ADAP-3D: An Adaptive Algorithm for Peak Detection from Mass Spectrometry-Based Metabolomics Data

Introduction

ADAP-3D was originally developed by the Du-Lab research team (http://www.du-lab.org) for detecting analyte-relevant peaks from raw Mass Spectrometry Metabolomic data. ADAP-3D takes advantage of the 3D nature of raw LC/MS or GC/MS data wherein mass spectra are stored in profile rather than centroid mode. The algorithm was first prototyped by the Du-Lab research team in Python. Dharak Shah re-wrote the algorithm in Java to speed up the computation and also make it part of the MSDK library as a Google Summer of Code 2017 project.

Description

The three dimensions of LC/MS or GC/MS data are m/z(mass to charge ratio), retention time and intensity. To detect peaks, ADAP-3D uses Continuous Wavelet transform and ridgeline detection. In addition, ADAP-3D estimates key preprocessing parameters from the data itself, making the algorithm self adaptive to the data being analyzed. ADAP-3D can accept raw data files in multiple formats including mzXML, CDF, mzML, et el. by using the existing capabilities of MSDK to import raw data.

  1. Link to Commits
  2. Link to Pull Requests
  3. Link to Code
  4. Link to TestCases
  5. Link to Detailed Project Report

Major Challenges

  1. Implementation of Sparse Matrix and it's operations.
  2. Implementation of Guassian and BiGaussian fitting.

Future Work

  1. To make ADAP-3D more memory-efficient - Currently it is able to preprocess raw data file as big as 310 MB with Java heap size of 1 GB. It is hoped that more efficient methods can enable ADAP-3D to preprocess files of 3+ GB in size.
  2. To implement a method for detecting isotopes.
  3. To resample raw profile mass spectra to achieve consistent sampling across all scans.

Notes and Comments from Dharak Shah

"For implementing ADAP-3D in Java I developed a class for sparse matrix and associated methods for different matrix operations. In addition, I developed classes for BiGaussian and Gaussian fitting. All of these developments helped me improve my coding skills. I learned a new framework of Java, new coding standard, how to code efficiently in terms of time and memory, and applied many concepts I studied in college.
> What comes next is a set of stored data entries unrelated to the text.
PR #259, opened 2020-11-16
make crates.io version not depend on the `git` tool

### LINKED ISSUE #256: Using defmt on WSL provides a cryptic error message if git is missing
While `libudev` and `libusb` are mentioned as dependencies, `git` is not. As such when trying to install `probe-run` or use defmt in a project you can get:
```
error: failed to run custom build command for defmt-decoder v0.1.1
Error: Os { code: 2, kind: NotFound, message: "No such file or directory" }
```
This was hard to work out until `git` was mentioned in chat.
Once git was installed, it worked fine.

japaric:
also error if git version is used but `git` is not installed
prompt the user to install `git` in that case

fixes #256

---

we need `git` when the git version is used because we use the commit hash to check if probe-run is compatible with the firmware-side defmt
instead of panicking when git is not installed we could:
- depend on the libgit2 crate and use that to retrieve the commit hash (from what I remember libgit2 is as, or more, annoying to install as git on Windows (not WSL))
- implement `git rev-parse HEAD` using just the std library. It seems reading the `.git/HEAD` file and then reading the file specified there (e.g. `.git/refs/heads/main`, which contains the full hash) should do the trick but it does feel a bit brittle

### DIFF
--- a/build.rs
+++ b/build.rs
@@ -8,18 +8,22 @@ fn main() -> Result<(), Box<dyn Error>> {
     let hash = Command::new("git")
         .args(&["rev-parse", "HEAD"])
         .output()
-        .map(|output| {
+        .ok()
+        .and_then(|output| {
             if output.status.success() {
                 String::from_utf8(output.stdout).ok()
             } else {
-                assert!(!Path::new(".git").exists(), "you need to install the `git` command line tool to use the git version of `defmt`");
-
                 None
             }
         });
-    let version = if let Ok(Some(hash)) = hash {
+    let version = if let Some(hash) = hash {
         hash
     } else {
+        assert!(
+            !Path::new(".git").exists(),
+            "you need to install the `git` command line tool to use the git version of `defmt`"
+        );
+
         // no git info -> assume crates.io
         let semver = Version::parse(&std::env::var("CARGO_PKG_VERSION")?)?;
         if semver.major == 0 {
--- a/build.rs
+++ b/build.rs
@@ -1,13 +1,24 @@
 use semver::Version;
-use std::{env, error::Error, fs, path::PathBuf, process::Command};
+use std::{env, error::Error, fs, path::Path, path::PathBuf, process::Command};
 
 fn main() -> Result<(), Box<dyn Error>> {
     // Put the linker script somewhere the linker can find it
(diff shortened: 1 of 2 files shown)


build.rs
```diff
@@ -1,13 +1,24 @@
...
 fn main() -> Result<(), Box<dyn Error>> {
     // Put the linker script somewhere the linker can find it
     let out = &PathBuf::from(env::var("OUT_DIR")?);
     let mut linker_script = fs::read_to_string("defmt.x.in")?;
-    let output = Command::new("git").args(&["rev-parse", "HEAD"]).output()?;
-    let version = if output.status.success() {
-        String::from_utf8(output.stdout).unwrap()
+    let hash = Command::new("git")
+        .args(&["rev-parse", "HEAD"])
+        .output()
```
jonas-schievink, line 10: The `output()` call itself will fail if the program cannot be found, so I don't think the fix can use `.map`

japaric: the original was not checking the .git path if git was not installed but the new version should

decoder/build.rs
```diff
@@ -1,13 +1,31 @@
...
+            if output.status.success() {
+                String::from_utf8(output.stdout).ok()
+            } else {
+                None
+            }
+        });
+    let version = if let Some(hash) = hash {
+        hash
     } else {
+        assert!(!Path::new(".git").exists(), "you need to install the `git` command line tool to install the git version of `probe-run`");
```
jonas-schievink, line 27: Did you test that this is the right path? I'm not sure in which working directory build scripts are executed. If it's the Cargo workspace root this seems correct, but it seems like it might be the *package* root, which means that this would be wrong for the decoder.

japaric: yes, there's an old commit that removes a `panic!("{:?}, env::current_dir())` statement from the build script. I used to inspect the directory from which the build script was invoked. It was the package root and not the workspace root.

I guess I could also use `CARGO_MANIFEST_DIR` (was that the path to the directory that contains the `Cargo.toml` file?) instead of relying on `current_dir`. Perhaps that'd be more reliable?

jonas-schievink: Either way seems fine to me

jonas-schievink (approved):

Working with Open Chemistry was my first experience with open source software development and I really enjoyed it. I got to work with many distinguished people of the field. It was a very enriching experience, which I intend to continue participating. Thanks to all the mentors (Aleksandr Smirnov, Owen Myers, Tomas Pluskal, Adam Tenderholt, Dmitriy Avtonomov, Xiuxia Du) who helped me achieve the desired results."